久保田「ルミフルスペクトルキャプチャー」という微弱発光スペクトル測定装置も、近江谷さんの「光を分光してスペクトルを測りたい!」という強い要望が出発点でした。この試作もかなり試行錯誤しました。
近江谷その装置の開発中には、「ホタルの光は本当に明るいのか」という基礎的な議論にもなりました。それまでホタルの量子収率*4は0.88とされ、化学反応のエネルギーのほとんどが光に換わる世界で最も完璧な光と考えられていましたが、東大の秋山さんも、物理的にそんな高収率はあり得ないと疑問を抱いた。最終的には0.41という結論を得て、今では化学の教科書もこの数値に書き換えられています。このようなインパクトのある仕事ができたのも、仲間を増やしながら少しずつ大きな仕事ができるようになってきたのも、アトーさんのおかげです。
産総研には、ともにモノを生み出す仕組みがある
久保田近江谷さんから難しい要望が出ると、最初は「またか」と思います。しかし、ずっと共同研究開発を続けてこられたのは、そのような世界初の装置をつくる意義を感じたからです。
長い付き合いを通じて、積分球*5を用いた光の計測法など、私たちもさまざまな手法を教えていただきました。また、共同研究の初年度にはJSTの予算で設備を更新したのですが、研究環境を整えられたおかげで学生へのアピールができ、大学院卒の人材を採用することもできました。その面でも産総研との共同研究にはメリットがありました。
もちろん共同開発のすべてが成功したわけではありませんし、市場が読み切れなかったこともあります。でも、そこでの研究が、形を変えて別の製品に生かされることもありました。
近江谷企業規模が大きいと、ある程度以上の市場規模が見込めなければ動けませんし、最後まで忍耐強く付き合ってくださるところは多くありません。長く続けられたのは、うまくいかなくてもお互い、何回も挑戦する姿勢があったことが大きかったですね。
久保田私にとって産総研の技術開発は実用化を意識していて、スタンスが企業寄りなのもやりやすかったですし、きちんと試作にはコストがかかること、例えば開発には人件費もかかるわけで、企業は部品代だけでは動けないことを理解してくれていました。共同研究の制度の枠組みの中で、産総研の装置などを使うことができたのもありがたかったですね。産総研にはともにモノを生み出していく仕組みがあると感じています。

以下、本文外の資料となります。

PR #818, opened 2024-04-16
feat(TemplateBlock): template editing setting and CTA action update

ryancarville:
Implements the new `Template Editing` `switch` setting which sets the CTA action to navigate to the new `CreationForm` when `simple` OR use the current template editor when `advanced`.

How to test:
1. `Simple` Editing Mode
  a. navigate to a new `TemplateBlock`
  b. move to `editMode`
  c. open the `settings` sidebar
  d. select `Simple` under the `Template Editing` section (this should be the default)
  e. move back to `viewMode`
  f. `click` the CTA ("Use this Template")
  g. browser should navigate to the `CreationForm` `route` with a `referer` `param`

2. `Advanced` Editing Mode
  a. navigate to a new `TemplateBlock`
  b. move to `editMode`
  c. open the `settings` sidebar
  d. select `Advanced` under the `Template Editing` section
  e. move back to `viewMode`
  f. `click` the CTA ("Use this Template")
  g. should render a `modal` to `CreatePublication`

CU-8694auyrh

### DIFF
--- a/packages/template-block/src/TemplateBlock.tsx
+++ b/packages/template-block/src/TemplateBlock.tsx
@@ -9,7 +9,7 @@ import { AlertError } from './components/AlertError';
 import { CtaButton } from './components/CtaButton';
 import { TemplatePreview } from './components/TemplatePreview';
 import { TemplateText } from './components/TemplateText';
-import { PreviewType } from './types';
+import { PreviewType, TemplateEditing } from './types';
 import { useTemplateBlockData } from './hooks/useTemplateBlockData';
 
 export const TemplateBlock = ({ appBridge }: BlockProps): ReactElement => {
@@ -38,6 +38,15 @@ export const TemplateBlock = ({ appBridge }: BlockProps): ReactElement => {
 
     const handleNewPublication = async () => {
         if (selectedTemplate !== null) {
+            const { templateEditing } = blockSettings;
+            if (templateEditing === TemplateEditing.Simple) {
+                const uri = `/publishing/template/${selectedTemplate.id}?referer=${window.location.href.replaceAll(
+                    '/',
+                    '%2F'
+                )}`;
+                open(uri, '_self');
+                return;
+            }
             const previewUrl =
                 preview === PreviewType.Custom && previewCustom
                     ? previewCustom.previewUrl
--- a/packages/template-block/src/settings.ts
+++ b/packages/template-block/src/settings.ts
@@ -15,12 +15,14 @@ import {
     numericalOrPixelRule,
     presetCustomValue,
     radiusStyleMap,
+    NotificationStyleType,
 } from '@frontify/guideline-blocks-settings';
 import {
     AnchoringType,
     PreviewDisplayType,
     PreviewHeightType,
     PreviewType,
+    TemplateEditing,
     TextPositioningType,
     TextRatioType,
     paddingStyleMap,
@@ -73,6 +75,44 @@ export const settings = defineSettings({
             label: 'Custom Preview',
             show: (bundle: Bundle) => bundle.getBlock('preview')?.value === PreviewType.Custom,
             showForTranslations: true,
+        },
+        {
+            id: 'templateEditingHeading',
+            type: 'sectionHeading',
+            blocks: [
+                {
+                    id: 'templateEditing',
+                    label: 'Template Editing',
+                    info: 'Choose how users can make changes to the template.',
+                    type: 'slider',
+                    choices: [
+                        { label: 'Simple', value: TemplateEditing.Simple },
+                        { label: 'Advanced', value: TemplateEditing.Advanced },
+                    ],
+                    defaultValue: TemplateEditing.Simple,
+                    showForTranslations: true,
+                },
+                {
+                    id: 'templateEditingNotificationSimple',
+                    type: 'notification',
+                    text: 'Users can only make changes by selecting and editing fields in the settings panel without approvals. Read <article name> to learn more.',
+                    show: (bundle: Bundle) => bundle.getBlock('templateEditing')?.value === TemplateEditing.Simple,
+                    styles: {
+                        type: NotificationStyleType.Info,
+                    },
+                    showForTranslations: true,
+                },
+                {
+                    id: 'templateEditingNotificationAdvanced',
+                    type: 'notification',
+                    text: 'Users can select layers and edit text directly. Read <article name> to learn more.',
+                    show: (bundle: Bundle) => bundle.getBlock('templateEditing')?.value === TemplateEditing.Advanced,
+                    styles: {
+                        type: NotificationStyleType.Info,
+                    },
+                    showForTranslations: true,
+                },
+            ],
         },
     ],
     layout: [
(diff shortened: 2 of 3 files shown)


packages/template-block/src/TemplateBlock.tsx
```diff
@@ -38,6 +38,15 @@ export const TemplateBlock = ({ appBridge }: BlockProps): ReactElement => {
 
     const handleNewPublication = async () => {
         if (selectedTemplate !== null) {
+            const { templateEditing } = blockSettings;
+            if (templateEditing === TemplateEditing.Simple) {
+                const uri = `/publishing/template/${selectedTemplate.id}?referer=${window.location.href.replaceAll(
```
mikeyrayvon, line 43: I would prefer `encodeURI()` here

```suggestion
                const uri = `/publishing/template/${selectedTemplate.id}?referer=${encodeURI(window.location.href)}`
```

packages/template-block/src/settings.ts
```diff
@@ -74,6 +76,44 @@ export const settings = defineSettings({
...
+                        { label: 'Simple', value: TemplateEditing.Simple },
+                        { label: 'Advanced', value: TemplateEditing.Advanced },
+                    ],
+                    defaultValue: TemplateEditing.Simple,
+                    showForTranslations: true,
+                },
+                {
+                    id: 'templateEditingNotificationSimple',
+                    type: 'notification',
+                    text: 'Users can only make changes by selecting and editing fields in the settings panel without approvals. Read <article name> to learn more.',
```
mikeyrayvon, line 98: Is it even possible to have a link here in place of `<articleName>`?

mikeyrayvon: But generally, I would think better to leave out the `Read <article name> to learn more.` entirely until we have an actual article to put there

mikeyrayvon (changes requested):

packages/template-block/src/settings.ts
```diff
@@ -74,6 +76,44 @@ export const settings = defineSettings({
...
+                    show: (bundle: Bundle) => bundle.getBlock('templateEditing')?.value === TemplateEditing.Simple,
+                    styles: {
+                        type: NotificationStyleType.Info,
+                    },
+                    showForTranslations: true,
+                },
+                {
+                    id: 'templateEditingNotificationAdvanced',
+                    type: 'notification',
+                    text: 'Users can select layers and edit text directly. Read <article name> to learn more.',
```
mikeyrayvon, line 108: Same comments here

packages/template-block/src/settings.ts
ryancarville: Would be possible to use a link by moving this to a `footer` section of the notifications element I believe.  But we can revisit this once we have copy

mikeyrayvon (approved):
Works great
Nice code
💯

packages/template-block/src/TemplateBlock.tsx
```diff
@@ -38,6 +38,12 @@ export const TemplateBlock = ({ appBridge }: BlockProps): ReactElement => {
 
     const handleNewPublication = async () => {
         if (selectedTemplate !== null) {
+            const { templateEditing } = blockSettings;
+            if (templateEditing === TemplateEditing.Simple) {
+                const uri = `/publishing/template/${selectedTemplate.id}?referer=${encodeURI(window.location.href)}`;
+                open(uri, '_self');
+                return;
+            }
```
mikeyrayvon, line 46:
```suggestion
            }

```

packages/template-block/src/TemplateBlock.tsx
```diff
@@ -38,6 +38,12 @@ export const TemplateBlock = ({ appBridge }: BlockProps): ReactElement => {
 
     const handleNewPublication = async () => {
         if (selectedTemplate !== null) {
+            const { templateEditing } = blockSettings;
```
mikeyrayvon, line 41:
```suggestion
            const { templateEditing } = blockSettings;

```

packages/template-block/src/TemplateBlock.tsx
```diff
@@ -38,6 +38,12 @@ export const TemplateBlock = ({ appBridge }: BlockProps): ReactElement => {
 
     const handleNewPublication = async () => {
         if (selectedTemplate !== null) {
```
mikeyrayvon, line 40: Ah also, lets invert this for an early return @ryancarville 

```suggestion
        if (!selectedTemplate) {
        	return;
        }
```

mikeyrayvon (changes requested):

packages/template-block/src/TemplateBlock.tsx
mikeyrayvon: 🌬️

packages/template-block/src/TemplateBlock.tsx
mikeyrayvon: 🌬️

mikeyrayvon (approved):

packages/template-block/src/TemplateBlock.tsx
```diff
@@ -37,21 +37,26 @@ export const TemplateBlock = ({ appBridge }: BlockProps): ReactElement => {
...
-                },
-            };
+        if (!selectedTemplate) {
+            return;
+        }
+        const { templateEditing } = blockSettings;
 
-            await appBridge.dispatch(openNewPublication(options));
+        if (templateEditing === TemplateEditing.Simple) {
+            const uri = `/publishing/template/${selectedTemplate.id}?referer=${encodeURI(window.location.href)}`;
```
ragi96, line 46: imo this `uri` should go into the `Template` type within the `app-bridge`.
So you have full control over it via the web-app, if  something changes you can change it without touching this block (or even blocks of partner if they build there own)

ragi96: As discussed this uri will move into the template type

packages/template-block/src/TemplateBlock.tsx
```diff
@@ -9,7 +9,7 @@ import { AlertError } from './components/AlertError';
 import { CtaButton } from './components/CtaButton';
```
ragi96, line 9: Would love to have a test for the adjustments, otherwise its fine for me

packages/template-block/src/TemplateBlock.spec.ct.tsx
```diff
@@ -638,4 +638,19 @@ describe('Template Block', () => {
...
+    it('should set CTA path to CreationFormUri', () => {
+        const [TemplateBlockWithStubs] = withAppBridgeBlockStubs(TemplateBlock, {
+            editorState: false,
+            blockTemplates: {
+                template: [getTemplateDummyWithPages()],
+            },
+        });
+
+        mount(<TemplateBlockWithStubs />);
+        cy.get(CTA_BUTTON_SELECTOR).click({ force: true });
```
ragi96, line 651:
```suggestion
        cy.get(CTA_BUTTON_SELECTOR).realClick();
```

ragi96 (approved):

一つ要望としては、産総研のもっている特許や技術の開示時など、最初の一歩のハードルがとても高いので、知的財産のリファレンスの方法をもう少しわかりやすく、使いやすくしていただければありがたいです。
強いコア技術があれば世界を変える製品を生み出せる
近江谷これまで研究開発から実用化、標準化まで、あらゆる段階を経験してきましたが、これは私が赤く光るルシフェラーゼを生物から世界で初めて採取したことをはじめ、コアとなる技術があり、それらを強い特許としてもっていたからこその成果でもあるのです。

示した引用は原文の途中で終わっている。